Long lines have been forming at Arizona’s medical marijuana dispensaries, but it’s not necessarily from a rush on sales during the coronavirus pandemic.
Dispensaries, which remain open, are taking some extra precautions like limiting the number of customers inside at once.
At Nature’s Medicines dispensary on McDowell Road, that meant dozens of patients waiting in the parking lot at times Thursday and Friday, as the dispensary limited business to five customers inside at once.
“Keeping in mind a lot of our patients do have compromised immune systems,” said Sheena Williams, patient care advocate at Nature’s Medicines. “We want to be as vigilant as we can in this time.”

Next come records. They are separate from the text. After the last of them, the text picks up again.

PR #42, opened 2021-08-19
Add Kino.Explorer

jonatanklosko:
We may want to wait until the official release, but doesn't hurt to have the implementation around :)

https://user-images.githubusercontent.com/17034772/130112186-b4ebcea6-821a-4623-ac44-62fe66384e6b.mp4


lib/kino/explorer.ex
```diff
@@ -0,0 +1,107 @@
...
+  end
+
+  def handle_info({:DOWN, ref, :process, _object, _reason}, %{parent_monitor_ref: ref} = state) do
+    {:stop, :shutdown, state}
+  end
+
+  defp get_records(df, rows_spec) do
+    df =
+      if order_by = rows_spec[:order_by] do
+        Explorer.DataFrame.arrange(df, [{order_by, rows_spec.order}])
```
jonatanklosko, line 89: In particular, this will change to `[{rows_spec.order, order_by}]` soon as far as I understand.

josevalim (commented):
LGTM! But we can’t merge it yet because the Git dep wouldn’t let us publish new versions. So I would wait.

We also need to decide if this is the default behavior or not. :) the consensus was that it should be, but in this case, we need changes to LV.

josevalim:
From our slack discussion: let's show the string representation for values and column names.

jonatanklosko:
With a tiny change to Livebook (https://github.com/livebook-dev/livebook/commit/76f84eb66d11f7ff38aa7d92265a9515d7a5c76e):

image

jonatanklosko:
cc @cigrainger

cigrainger:
This is _very cool_! I love the dtypes representation.

lib/kino/explorer.ex
cigrainger: That's right! `order_by` is a `List` in either case.

cigrainger:
This closes https://github.com/elixir-nx/explorer/issues/21, right?

lib/kino/explorer.ex
cigrainger: I'm actually going to more closely match the `Ecto.Query` behaviour as José suggested, so it won't be a list. PR to follow.

jonatanklosko: IIRC the point was to replace `name: :asc, age: :desc` by `asc: "name", desc: "age"`, so it's still a keyword list? For Ecto we do:

https://github.com/livebook-dev/kino/blob/c38ee8750361cc0a586b67049a5432db0fd1dfe0/lib/kino/ecto.ex#L157-L158

cigrainger: That's right. I was saying it could be a keyword list with the value as a list so: `Keyword.t([String.t()])`, e.g. `asc: ["name1", "name2"], desc: ["age"]` but went with the way you described it above. See elixir-nx/explorer#39.

jonatanklosko: Great! Updated here accordingly :)

lib/kino.ex
```diff
@@ -90,6 +90,14 @@ defmodule Kino do
 
       Kino.Ecto.new(Weather, Repo)
 
+  ### Kino.Explorer
+
+  `Kino.Explorer` implements a data table output for [Explorer](https://github.com/amplifiedai/explorer)
```
ankopainting, line 95: should this be https://github.com/elixir-nx/explorer ?

jonatanklosko:
@ankopainting it's fixed on Livebook main (https://github.com/livebook-dev/livebook/pull/991) :)

PR #50, opened 2021-11-19
Add Kino.Controls for user interactions

jonatanklosko:
For the Livebook counterpart see https://github.com/livebook-dev/livebook/pull/710.

Introduces UI controls that allow the user to feed events into any process that subscribes. I built a multiplayer Pong as a driving showcase, but we already have some cooler things in mind :smile_cat:

**Basic usage**

https://user-images.githubusercontent.com/17034772/142630044-f16867de-3772-4b6d-ad9c-fcdf426336f6.mp4

**Notebook preview**

https://user-images.githubusercontent.com/17034772/142630078-4b0eead5-2919-411e-acd5-f3a8aa40eb9a.mp4

**The game**

https://user-images.githubusercontent.com/17034772/142630120-ed86c652-87a5-40d9-bc96-863a62de1915.mp4


jonatanklosko:
[Here](https://gist.github.com/jonatanklosko/11218655df00f8472e45d4f6e973743e) is the current notebook. I think that's something we could have in the Explore section.

josevalim:
This is absolutely amazing!

My only comment for now is, instead of having a control with different kinds of inputs, we should have different controls and find a mechanism for rendering multiple elements in the same frame. Perhaps it could be as simple as allowing a list in frame? Some elements could be inline-block by default and others block, which means they also get nicely formatted.

jonatanklosko:
I split it into individual controls and implemented subscription for controls and inputs. There is still a number of things, like anonymous functions and un-sync, but I've just pushed the changes, so let me know what you think of the API.

In particular I made it so that the event name is specified when subscribing, like `Kino.Control.subscribe(button, :hello)`, while previously it would be a part of the button. The primary reason is that otherwise we would need to pass event name when creating inputs for consistency, which feels backwards and in many cases unnecessary.

https://user-images.githubusercontent.com/17034772/143957419-73890e2a-fcfd-4ee1-a60f-72808565f9f6.mp4

lib/kino/subscription_manager.ex
```diff
@@ -0,0 +1,95 @@
...
+    GenServer.cast(@name, {:unsubscribe, topic, pid})
+  end
+
+  @impl true
+  def init(_opts) do
+    {:ok, %{subscribers_by_topic: %{}}}
+  end
+
+  @impl true
+  def handle_cast({:subscribe, topic, pid, receive_as}, state) do
```
jonatanklosko, line 51: Here `topic` is the input/control id that we subscribe to. We monitor the subscriber and remove it accordingly when it goes down, however we don't detect when the input/control (topic) no longer exists.

With processes it may not be _as_ critical, since usually we would expect the subscribing process to die on reevaluation, but once we start supporting functions we would keep those forever.

So it would be nice to detect when the inputs are removed and one solution I see is for the session to look at the outputs it removes and if there are any controls/inputs it sends a termination event to `destination`, just we do with regular events. WDYT?

lib/kino/control.ex
```diff
@@ -0,0 +1,126 @@
...
+
+  @type t :: %__MODULE__{attrs: Kino.Output.control_attrs()}
+
+  defp new(attrs) do
+    token = Kino.Bridge.generate_token()
+    id = {token, attrs} |> :erlang.phash2() |> Integer.to_string()
+
+    attrs =
+      Map.merge(attrs, %{
+        id: id,
```
jonatanklosko, line 43: We should actually have an unique id for subscriptions, I will adjust once the garbage collection is in place as per the other comment.

And for inputs we will need both `id` and reevaluation-safe-id (maybe `key` or `hash` :see_no_evil:).

lib/kino/control.ex
```diff
@@ -0,0 +1,126 @@
...
+  either by placing it at the end of a code cell or by
+  explicitly rendering it with `Kino.render/1`.
+
+      button = Kino.Control.button("Hello")
+
+  Next, to receive events from the control, a process needs to
+  subscribe to it and specify pick a name to distinguish the
+  events.
+
+      Kino.Control.subscribe(button, :hello)
```
josevalim, line 23: What if instead of giving a name, `subscribe` returns a reference. And you can use this reference to associate to a certain client/name?

lib/kino/control.ex
```diff
@@ -0,0 +1,126 @@
...
+      #=> {:event, :hello, %{origin: #PID<10895.9854.0>}}
+  """
+
+  defstruct [:attrs]
+
+  @type t :: %__MODULE__{attrs: Kino.Output.control_attrs()}
+
+  defp new(attrs) do
+    token = Kino.Bridge.generate_token()
+    id = {token, attrs} |> :erlang.phash2() |> Integer.to_string()
```
josevalim, line 39:
```suggestion
    id = make_ref()
```

lib/kino/control.ex
josevalim, line 23: Let's call it tag instead of name.

lib/kino/control.ex
josevalim: Sounds good to me!

lib/kino.ex
```diff
@@ -193,4 +212,20 @@ defmodule Kino do
...
+  Ties the given process lifetime to the caller.
+
+  When used directly in a Livebook cell, the process is killed
+  on re-evaluation.
+
+  When used from another process, the given process is killed
+  as soon as the parent terminates.
+  """
+  @spec bind_process(pid()) :: :ok | {:error, atom()}
+  def bind_process(pid) do
```
jonatanklosko, line 226: Not sure if we want to expose this directly or only as `Kino.start_supervised` or `Kino.start_child` as in #51.

lib/kino/control.ex
```diff
@@ -0,0 +1,137 @@
...
+
+    * `:type` - either `:keyup` or `:keydown`
+
+    * `:key` - the value matching the browser [KeyboardEvent.key](https://developer.mozilla.org/en-US/docs/Web/API/KeyboardEvent/key)
+
+  ### Status event
+
+    * `:type` - either `:status`
+
+    * `:enabled` - whether the keyboard is activated
```
jonatanklosko, line 81: Not sure if it's better to have two separate events or a status event :thinking:

lib/kino/control.ex
```diff
@@ -0,0 +1,137 @@
...
+
+      Kino.Control.subscribe(keyboard, :keyboard)
+
+  As the user types events are streamed:
+
+      IEx.Helpers.flush()
+      #=> {:event, :keyboard, %{key: "o", origin: #PID<10895.9854.0>, type: :keydown}}
+      #=> {:event, :keyboard, %{key: "k", origin: #PID<10895.9854.0>, type: :keydown}}
+      #=> {:event, :keyboard, %{key: "o", origin: #PID<10895.9854.0>, type: :keyup}}
+      #=> {:event, :keyboard, %{key: "k", origin: #PID<10895.9854.0>, type: :keyup}}
```
josevalim, line 99: Remove `:event` prefix.

jonatanklosko:
I've updated the [Pong notebook](https://gist.github.com/jonatanklosko/11218655df00f8472e45d4f6e973743e) to match the new design.

lib/kino.ex
```diff
@@ -193,4 +212,60 @@ defmodule Kino do
...
+  """
+  @spec start_child(
+          Supervisor.child_spec()
+          | {module(), term()}
+          | module()
+        ) :: DynamicSupervisor.on_start_child()
+  def start_child(child_spec) do
+    # Starting a process that calls Kino.start_child/1 in its init
+    # would block forever, so we don't allow nesting
+    if Kino.DynamicSupervisor in Process.get(:"$ancestors", []) do
```
josevalim, line 230: Let's add a test for this to make sure it is triggered. Something like this should trigger it:

    Kino.start_child({Task, fn -> Kino.start_child({Task, fn -> :ok end}) end})

lib/kino.ex
```diff
@@ -193,4 +212,60 @@ defmodule Kino do
...
+    child_spec = %{child_spec | start: {Kino, :__start_override__, [start, parent]}}
+    DynamicSupervisor.start_child(Kino.DynamicSupervisor, child_spec)
+  end
+
+  @doc false
+  def __start_override__({mod, fun, args}, parent) do
+    # We switch the group leader, so that the newly started
+    # process gets the same group leder as the caller
+    initial_gl = Process.group_leader()
+    gl = Process.info(parent)[:group_leader]
```
josevalim, line 247: Pass the group leader instead of reading it through info. This has two issues:

1. This requires a lock in the parent process
2. This is going to copy a lot of information from the parent process (but this particular problem could be addressed by using Process.info/2

lib/kino.ex
```diff
@@ -193,4 +212,60 @@ defmodule Kino do
...
+      apply(mod, fun, args)
+      |> case do
+        {:ok, pid} = resp -> {:ok, resp, pid}
+        {:ok, pid, _info} = resp -> {:ok, resp, pid}
+        resp -> {:error, resp}
+      end
+      |> case do
+        {:ok, resp, pid} ->
+          Kino.Bridge.object_add_pointer(pid, parent)
+          Kino.Bridge.object_monitor(pid, Kino.Terminator.cross_node_name(), {:terminate, pid})
```
josevalim, line 261: Can we do this operation in a single pass?

Have object_monitor receive pid, parent, target and message. If there is no pointer, then you add one behind the scenes. The goal is to reduce the communication surface with Livebook.

```suggestion
          Kino.Bridge.object_add_pointer(pid, parent)
          Kino.Bridge.object_monitor(pid, Kino.Terminator.cross_node_name(), {:terminate, pid})
```

lib/kino.ex
```diff
@@ -193,4 +212,60 @@ defmodule Kino do
...
+
+    Process.group_leader(self(), gl)
+
+    try do
+      apply(mod, fun, args)
+      |> case do
+        {:ok, pid} = resp -> {:ok, resp, pid}
+        {:ok, pid, _info} = resp -> {:ok, resp, pid}
+        resp -> {:error, resp}
+      end
```
josevalim, line 257: Nitpick, return this:

```suggestion
      |> case do
        {:ok, pid} = resp -> {resp, pid}
        {:ok, pid, _info} = resp -> {resp, pid}
        resp -> {resp, nil}
      end
```

Then below you do:

```elixir
    {resp, pid} ->
      pid && Kino.Bridge.object_monitor(pid, parent, Kino.Terminator.cross_node_name(), {:terminate, pid})
      resp
```

lib/kino.ex
jonatanklosko: > Can we do this operation in a single pass?

Sure, but then we will essentially have `object_add_pointer_and_monitor` + `object_add_pointer` that we need in other places. So we would optimise this case into a single message, but `object_monitor` is really a separate action that we could use for something else in the future.

> The goal is to reduce the communication surface with Livebook.

The surface doesn't change though, since we still need at least two actions?

> Also, we only monitor PIDs right? So maybe we should remove object_ from the naming.

This can be anything, in particular we monitor control/input refs to notify SubscriptionManager once it disappears.

lib/kino.ex
jonatanklosko: Good call! We need the assertion in the inner call, so I made the test wait for the outer process to terminate, let me know if there's any better way :)

lib/kino/subscription_manager.ex
```diff
@@ -0,0 +1,100 @@
...
+    {_, state} = pop_in(state.subscribers_by_topic[topic])
+    {:noreply, state}
+  end
+
+  def handle_info({:DOWN, _ref, :process, pid, _reason}, state) do
+    subscribers_by_topic =
+      state.subscribers_by_topic
+      |> Enum.map(fn {topic, subscribers} -> {topic, remove_pid(subscribers, pid)} end)
+      |> Enum.filter(&match?({_, []}, &1))
+      |> Map.new()
```
josevalim, line 92: Something we usually do, to avoid traversing all topics, is to have two maps: one %{topic => [pid]} and another %{pid => [topic]}, so you can always easily find all topics used by a certain pid.

josevalim (approved):
I just dropped one comment, plus the changes we discussed in Slack, then we are good to go!

lib/kino/subscription_manager.ex
jonatanklosko: Good idea, done!

PR #394, opened 2024-01-04
redirect `/instances` to `/federation`

e-five256:
this simply makes a permanent redirect of `/instances` to `/federation`. lemmy users may be more familiar with the `/instances` route and we aren't currently using it, so didn't see a reason to not allow this for now. it's only an issue for people that might manually type out `example.com/instances` into their url bar as it isn't linked anywhere


nobodyatroot (approved):

e-five256:
sorry for the dismissal. at the time I didn't think much of the `page_` route but after sleeping on it I realized that means specifically "admin pages" the admin dashboard section. Thinking about whether I would want `route_name_starts_with('page')` to effect this route, I think maybe you likely wouldn't as it isn't one of the admin page options, so renamed it

melroy89 (approved):

PR #395, opened 2024-01-04
Handle exception on long embed URL length causing messages to go to failed queue

nobodyatroot:
PR "handles" this exception that's causing messages to be dumped into the failed queue... which will never succeed unless the DB schema is updated. Regardless, this PR code won't have to change since it won't cause an exception if the URL column datatype is "fixed" / adjusted:

```
Failed Message Details
======================

 ------------- -------------------------------------------------------------------------------------------------------------------------------------------------------- 
  Class         App\Message\LinkEmbedMessage                                                                                                                            
  Message Id    16855846                                                                                                                                                
  Failed at     2024-01-03 21:01:45                                                                                                                                     
  Error         An exception occurred while executing a query: SQLSTATE[22001]: String data, right truncated: 7 ERROR:  value too long for type character varying(255)  
  Error Code    7                                                                                                                                                       
  Error Class   Doctrine\DBAL\Exception\DriverException                                                                                                                 
  Transport     failed                                                                                                                                                  
 ------------- -------------------------------------------------------------------------------------------------------------------------------------------------------- 
```

Embed URLs are limited to VARCHAR(255) by current DB schema:

image

Tested on a local 3 node federated cluster, works as expected: valid links (255 chars or less) still get entries put into the db, URLs that violate the current length limit are logged to debug channel.

### DIFF
--- a/src/Repository/EmbedRepository.php
+++ b/src/Repository/EmbedRepository.php
@@ -7,6 +7,7 @@ namespace App\Repository;
 use App\Entity\Embed;
 use Doctrine\Bundle\DoctrineBundle\Repository\ServiceEntityRepository;
 use Doctrine\Persistence\ManagerRegistry;
+use Psr\Log\LoggerInterface;
 
 /**
  * @method Embed|null find($id, $lockMode = null, $lockVersion = null)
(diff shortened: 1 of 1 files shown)


e-five256 (approved):
I'm a bit worried that we might forget about this and not notice why mbin is missing content in some situations, wonder if maybe it should be a warning rather than debug just in case but don't feel strongly about it. maybe it could change to a warning if we increase the length limit to something closer to url "max" like 2k

nobodyatroot:
> I'm a bit worried that we might forget about this and not notice why mbin is missing content in some situations, wonder if maybe it should be a warning rather than debug just in case but don't feel strongly about it

im fine with promoting it to warning, it doesn't happen _that_ often..usually. agreed it'd be something good to know, new commit incoming.

e-five256 (approved):

PR #396, opened 2024-01-04
somewhat fix phpunit so it could run functional tests again

asdfzdfj:
who tests the test infrastructure

not sure what happened but it seems to be a combination of:
- symfony/phpunit-bridge doesn't support phpunit 10 yet
- but we're using phpunit 10 anyway
- applied multiple config recipes and overwritten a decent chunk out of them
- dama/doctrine-test-bundle not active when running tests, leading to db error when testing due to data conflict and mismatch between tests data in db and what the tests sees and has access to

included fixes:
- applied a small phpunit config changes just enough to get it back up and running again
- included auto test database bootstrap for phpunit, activate by setting BOOTSTRAP_DB env variable when starting tests (e.g. `BOOTSTRAP_DB=1 ./bin/phpunit`)

### DIFF
--- a/phpunit.xml.dist
+++ b/phpunit.xml.dist
@@ -28,8 +28,12 @@
         <include>
             <directory suffix=".php">src</directory>
         </include>
+        <exclude>
+            <directory suffix=".php">src/DataFixtures</directory>
+        </exclude>
     </source>
 
     <extensions>
+        <bootstrap class="DAMA\DoctrineTestBundle\PHPUnit\PHPUnitExtension" />
     </extensions>
 </phpunit>
--- a/tests/Functional/Controller/Magazine/MagazineListControllerTest.php
+++ b/tests/Functional/Controller/Magazine/MagazineListControllerTest.php
@@ -28,7 +28,7 @@ class MagazineListControllerTest extends WebTestCase
         );
     }
 
-    public function magazines(): iterable
+    public static function magazines(): iterable
     {
         return [
             [['query' => 'test'], []],
--- a/tests/bootstrap.php
+++ b/tests/bootstrap.php
@@ -2,6 +2,9 @@
 
 declare(strict_types=1);
 
+use App\Kernel;
+use Symfony\Bundle\FrameworkBundle\Console\Application;
+use Symfony\Component\Console\Input\ArrayInput;
 use Symfony\Component\Dotenv\Dotenv;
 
 require \dirname(__DIR__).'/vendor/autoload.php';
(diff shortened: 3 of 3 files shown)


melroy89:
What does make sense is to add the functional tests to github workflow.

e-five256:
I think we'd need sqlite support or something, I could be mistaken but I recall similar conversations about setting up dependencies and sqlite not supporting the specific postgres features we use. I think that can be out of scope for this, I'd just like to verify the functional tests work correctly with this change but am having trouble myself getting them to run, which probably isn't a good sign >.> making it possible in docker might be nice so system setup is a requirement, but again not putting that on asdfzdfj, just brainstorming ways to both learn myself how to run the tests and instruct others

melroy89:
> I think we'd need sqlite support or something, I could be mistaken but I recall similar conversations about setting up dependencies and sqlite not supporting the specific postgres features we use. I think that can be out of scope for this, I'd just like to verify the functional tests work correctly with this change but am having trouble myself getting them to run, which probably isn't a good sign >.> making it possible in docker might be nice so system setup isn't a requirement, but again not putting that on asdfzdfj, just brainstorming ways to both learn myself how to run the tests and instruct others

GitHub should allow use to use a PostgreSQL docker container as a dependency for a specific GitHub Action Job: https://docs.github.com/en/actions/using-containerized-services/creating-postgresql-service-containers. Allowing us to just leverage PostgreSQL and run the tests in the same matter as you might do locally on your dev system.

asdfzdfj:
> What does make sense is to add the functional tests to github workflow.

perhaps, I'm not familiar with how github workflow/ci works and it's a bit out of scope for this patch so feel free to make a patch doing that if you want to add this

still, I'd recommended to _not_ run the full tests all the time, as it's a **really expensive** operation, using quite a bit of memory and time (I had to raise my php mem limit to 1G for phpunit to not fail halfway because of running out memory, also it took about 10m to complete), at the very least I'd like this to be run before cutting a new release so regression could be fixed before actually making a release

melroy89 (approved):

phpunit.xml.dist
```diff
@@ -28,8 +28,12 @@
         <include>
             <directory suffix=".php">src</directory>
         </include>
+        <exclude>
+            <directory suffix=".php">src/DataFixtures</directory>
+        </exclude>
     </source>
 
     <extensions>
+        <bootstrap class="DAMA\DoctrineTestBundle\PHPUnit\PHPUnitExtension" />
```
melroy89, line 37: Keep in mind. I will remove this `extensions` element again in: https://github.com/MbinOrg/mbin/actions/runs/7949978285/job/21701747844

Because we are using PHPUnit 10, which doesn't have support for this `extensions` element anymore.

melroy89: IF that is an issue... Then I think we should down-grade PHPUnit test to v9 again.

asdfzdfj: from my understanding it's more like phpunit 10 expects the inner element of `<extensions>` tag to be of type `<bootstrap>` (as I put it there), rather than of type `<extension>` as it used to be.

I got that snippet straight from the [dama/doctrine-test-bundle docs](https://github.com/dmaicher/doctrine-test-bundle#using-the-bundle-with-phpunit), so it should be fine with phpunit 10

also removing this block will mean that the test bindle is not active, and then we'll be back to square one regarding getting functional tests to run

melroy89: Ah yes.. I see it now! great.

melroy89:
@asdfzdfj Follow up could be to briefly document the `BOOTSTRAP_DB=1 ./bin/phpunit` usage, in CONTRIBUTING.md?

PR #402, opened 2024-01-05
Add various null/empty checks to abort or do nothing when encountered

nobodyatroot:
Additional null/empty checks to further cleanup message pollution in failed queue. There are still a few more that need further investigation before introducing a fix, but this PR cleans up exceptions that go unhandled, e.g, trying to access a null field in a array, passing null values as function parameters without being a nullable type, etc.

Live testing on [kbin.run](kbin.run) for awhile, nothing out of the ordinary observed so far...

### DIFF
--- a/src/Service/ActivityPubManager.php
+++ b/src/Service/ActivityPubManager.php
@@ -585,15 +585,9 @@ class ActivityPubManager
         $this->logger->info('updating actor at {url}', ['url' => $actorUrl]);
         $actor = $this->apHttpClient->getActorObject($actorUrl);
 
-        try {
-            // User (We don't make a distinction between bots with type Service as Lemmy does)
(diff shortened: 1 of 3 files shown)


src/Service/ActivityPubManager.php
```diff
@@ -108,8 +108,12 @@ public function createCcFromBody(string $body): array
      *
      * @return User|Magazine|null or Magazine or null on error
      */
-    public function findActorOrCreate(string $actorUrlOrHandle): null|User|Magazine
+    public function findActorOrCreate(?string $actorUrlOrHandle): null|User|Magazine
```
e-five256, line 111: slightly curious when this and `handle` were being called with null args, maybe that is more wrong than this accepting null?

e-five256 (approved):

PR #403, opened 2024-01-06
Make comment timestamp links in most places

e-five256:
In some places, you could click on the `timeago` timestamp, e.g. `18 minutes ago` and it would be an anchor link for the current comment you're on.

I use this quite often, however it's very inconsistent right now. Take [this post chain for example](https://fedia.io/m/random/p/286157/Have-you-ever-had-so-many-meetings-in-a-day). Note that top level comment replies _aren't_ links by clicking on the age of the comment, **but** replies ([like this](https://fedia.io/m/random/p/286157/Have-you-ever-had-so-many-meetings-in-a-day#post-comment-483758)) _are_. That seems very confusing, it seems like all comments on the page should have their comment age timestamp be links.

The goal of this PR is to make all comments `timeago` clickable where it seems to make sense:
- comments in a single thread view
- comments in a single microblog view
- list of all microblog posts
- search
- comments on user overview

Not clickable on:
- moderate comment pages
- edit comment pages

these pages are really only visible if you have javascript disabled or javascript fails to load (or potentially hasn't loaded yet) (or you simply navigate there manually. If you middle mouse click on moderate or edit it will open those pages). the moderate page was like that already so I kept it consistent on the edit page.

there's still an issue of the link itself not working when not on the first page of comments, but that seemed unrelated to making the experience more consistent (having links at all)

this did require me to `flushdb` on redis, the nested comment component appears to use `_cached` and no amount of browser refreshes / php cache clears made it change for me until I flushed redis


nobodyatroot (approved):

templates/components/entry_comments_nested.html.twig
```diff
@@ -3,19 +3,21 @@
         {{ component('entry_comment', {
             comment: reply,
             showNested: false,
+            dateAsUrl: true,
```
BentiGorlich, line 6: if the default is `true` why overwrite it?

e-five256:
I've tried to spend a bunch of time thinking about where they should or shouldn't be links (and even almost just made them all links and got rid of the logic completely, as I wonder if it not being links in places really gains anything).

Pages like user overview and search, as I mentioned in the description, still have that issue where they may not work if the comment is on a page 2, but from my perspective I would rather have the option to jump to them and have it work some of the time then just not be a link at all, but people might feel differently if we start to get a lot more "links don't work" issues

templates/components/entry_comments_nested.html.twig
e-five256: removed all the instances where it would match the default

nobodyatroot (approved):
Makes sense to me

PR #413, opened 2024-01-09
Fix notifications of blocked users

BentiGorlich:
User A got notifications from a blocked user B when B:
- mentioned A in a post or entry
- replied to a post/-comment or entry/-comment of A

This should of course not happen, so don't notify A in these cases if B is on the block list.


melroy89 (approved):
Agreed

PR #418, opened 2024-01-10
include remote users in followers collection

BentiGorlich:
magazines returned the wrong amount of followers via ap because remote subscribers were not included

### DIFF
--- a/src/Controller/ActivityPub/Magazine/MagazineFollowersController.php
+++ b/src/Controller/ActivityPub/Magazine/MagazineFollowersController.php
@@ -31,30 +31,15 @@ class MagazineFollowersController extends AbstractController
         }
 
         if (!$request->get('page')) {
-            $data = $this->getCollectionInfo($magazine);
+            $data = $this->collectionInfoWrapper->build('ap_magazine_followers', ['name' => $magazine->name], $magazine->subscriptionsCount);
         } else {
             $data = $this->getCollectionItems($magazine, (int) $request->get('page'));
         }
 
         $response = new JsonResponse($data);
-
         $response->headers->set('Content-Type', 'application/activity+json');
 
         return $response;
-    }
-
-    #[ArrayShape([
-        '@context' => 'string',
-        'type' => 'string',
-        'id' => 'string',
-        'first' => 'string',
-        'totalItems' => 'int',
-    ])]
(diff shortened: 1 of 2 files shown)


asdfzdfj (dismissed):
this also shows remote subscribed user when querying for detailed list, while I can't find a group to query follower lists for cross checking, it looks like querying one for user would return similar results, so I think it should be fine

BentiGorlich:
Since this is a privacy concern I think we should get rid of listing the users, hut that is another issue

e-five256:
I am slightly confused as to why https://github.com/MbinOrg/mbin/blob/7de7c4516762ee08687751915010fe189648b88a/src/Controller/ActivityPub/Magazine/MagazineFollowersController.php#L50 does this rather than using the subscription_count column value of the magazine, which seems like it would be a much less expensive call. But maybe there's a difference in the count that I'm not realizing from just reading it off-hand

BentiGorlich:
I think there is no difference. I tried it with 
```sql
SELECT name, subscriptions_count, (SELECT COUNT(*) FROM magazine_subscription WHERE magazine_id=magazine.id) as count2 FROM magazine WHERE ap_id IS NULL LIMIT 10;
```

And the 2 counts were the same. I'll change it to the less expensive call and remove the output of the followers, as it is not used by anything and just a data leak

e-five256:
> remove the output of the followers

Is this still in progress or part of other work? Just wanted to check because it looks like this PR still has the exposed subscriber list. That's interesting, I didn't realize that about kbin/Mbin. Comparing it to lemmy it looks like they don't expose that information e.g. here's `lemmy.world/c/world`

```json
{
  "id": "https://lemmy.world/c/world/followers",
  "type": "Collection",
  "totalItems": 34492,
  "items": []
}
```

BentiGorlich:
Yeah it still includes the subscriber list. I didn't want to put that in this PR. I am aware of the problem. I just fixed that one can pull the local subscribers to a remote magazine, cause that just didn't make sense.
Yeah yeah the subscriber list is paginated. It's AP feature.

e-five256 (approved):
this looks good to me. I think there's broader privacy questions we've come up with from this that might need further looking into. definitely the less information on users we can return that isn't being used for AP actions, the better

PR #420, opened 2024-01-10
announce likes

BentiGorlich:
if a local magazine receives a like from a remote user it will announce it to all the followers of the magazine

I started a thread about it if anyone wants more context: https://gehirneimer.de/m/Mdev@kbin.run/t/151312/Your-thoughts-on-federating-likes-upvotes


nobodyatroot (dismissed):
Looks good to me, nothing obvious in the code stands out either. Testing live for the past day or so, no issues.

melroy89 (approved):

Outside on Friday, the dispensary had five lines for customers to enter and meet with five employees working the counters, ensuring no more than 10 people in the building at once.
Williams said that was in line with the Gov. Doug Ducey’s recommendation that people don’t socialize in groups larger than 10. Normally 35 or so customers can be inside the store, and even then the popular dispensary sometimes has customers waiting outside.
Now, every 20 minutes or so Williams takes a bullhorn into the parking lot to remind waiting patients that they should stand at a distance from one another.
“That’s what we have to do to stay operating,” she said.
Many dispensaries also offer delivery services in Arizona.
If there is an uptick in marijuana sales during the pandemic, it will be apparent in the next monthly report from the Department of Health Services.
Nature’s Medicines gave away free tacos from a food truck to customers waiting Thursday evening.
“Tonight it’s barbecue,” Williams said Friday.
Similarly, MÜV dispensary on Cave Creek Road in north Phoenix has limited the number of customers in the store, leaving customers standing in line outside.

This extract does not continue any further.